The ESA Hera Mission: Investigating binary asteroid (65803) Didymos and the DART crater
One week ahead of the impact by NASA’s Double Asteroid Redirection Test (DART) spacecraft with Dimorphos, the moon of binary asteroid (65803) Didymos, representatives of the European Space Agency’s Hera mission, the Italian LICIACube mission and DART have presented an update on the missions at the Europlanet Science Congress (EPSC) 2022.
Planetary defense is the preparation of humankind to avoid a catastrophic collision between Earth and asteroids, like the Chicxulub event that led to the extinction of the dinosaurs 65 million years ago, or the impact of an asteroid that created the 1km-size meteor crater in Arizona about 50 000 years ago. Humanity’s first ever demonstration of asteroid deflection is happening right now: On 26 September 2022, NASA’s Double Asteroid Redirection Test (DART) spacecraft will impact the asteroid Dimorphos—which poses no threat to Earth—to change its orbit in a measurable way. The Johns Hopkins Applied Physics Laboratory (APL) manages the DART mission for NASA’s Planetary Defense Coordination Office as a project of the agency’s Planetary Missions Program Office. Using the same technique, humankind could in the future attempt to deviate an asteroid on collision course with Earth if a threat were ever discovered.
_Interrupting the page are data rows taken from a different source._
PR #249, opened 2016-06-27
Paginated sync tests

erikjohnston:
https://github.com/matrix-org/synapse/pull/893


tests/31sync/20paginated.pl
```diff
@@ -0,0 +1,857 @@
...
+         } @{$room->{state}{events}} or die "Expected creation event";
+
+         pass "Got full state for room that had been seen but was then limited";
+
+         Future->done( 1 );
+      });
+   };
+
+
+multi_test "Can request unsen room",
```
NegativeMjark: Spelling "unseen".
Maybe say what API this is using?

NegativeMjark:
I think the tests tiles could be clearer about what the test is testing.
Perhaps some short comment outlining what each test is checking would help here?

PR #686, opened 2019-09-02
Optionally return event id from create_and_insert_event

richvdh:
Return the event id as well as the event if it's called in array context;
that's more convenient than having to call id_for_event separately.

### DIFF
--- a/lib/SyTest/Federation/Room.pm
+++ b/lib/SyTest/Federation/Room.pm
@@ -225,7 +225,11 @@ sub create_event
 
 =head2 create_and_insert_event
 
-   $event = $room->create_and_insert_event( %fields )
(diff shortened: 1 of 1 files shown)


lib/SyTest/Federation/Room.pm
```diff
@@ -237,13 +241,14 @@ sub create_and_insert_event
...
 
-   my $event = $self->create_event( %fields );
+   my ( $event, $event_id ) = $self->create_event( %fields );
 
    $self->_insert_event( $event );
 
    $self->{prev_events} = [ $event ];
 
-   return $event;
+   return $event unless wantarray;
```
erikjohnston: TIL

PR #689, opened 2019-09-03
Have the in-built identity server support v2

anoadragon453:
Add all of the v2 identity server endpoints to Sytest's built-in identity server. This is independent of any of the Synapse changes currently in-flight.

Dimorphos is part of an asteroid pair, like the Earth-Moon system, and orbits around a larger asteroid called Didymos. Following DART’s impact, the change in Dimorphos’ orbit can be detected by telescopic observations from Earth, and during a few minutes following the impact, observations of the ejecta from the impact will be attempted by LICIACube, a small briefcase-sized satellite travelling along with DART and contributed by the Italian Space Agency (ASI). Therefore, shortly after the impact, we should know whether DART hit successfully Dimorphos as well as the geological properties of the impact site, whether ejecta have been produced by the impact and we will have a quantification of the resulting orbital change of the target around its central body Didymos.
However, to further understanding of the impact process and the scaling of the outcome to other asteroids, a follow on investigation of the target asteroid and the crater resulting from DART’s kinetic impact are planned. This detailed investigation will be performed by ESA’s Hera mission. To be launched in 2024, Hera will rendezvous with the Didymos system in late 2026. Together with its two companion “cubesats”, called Juventas and Milani, the mission will perform a full characterization of the deflection measuring the mass of Dimorphos to help further understand the efficiency of the DART impact, as well as studying the impact crater in detail. Additionally, Hera aims to further improve understanding of the kinetic spacecraft impactor process and investigate the physical properties of the target asteroid. This will help enable scaling the impact outcome to other targets.
Integration of the Hera spacecraft and its scientific instruments are ongoing. Together with DART, this pair of missions will not only validate the kinetic impactor asteroid deflection technique but also provide unique clues on the formation processes of binary asteroids and ultimately of the Solar System.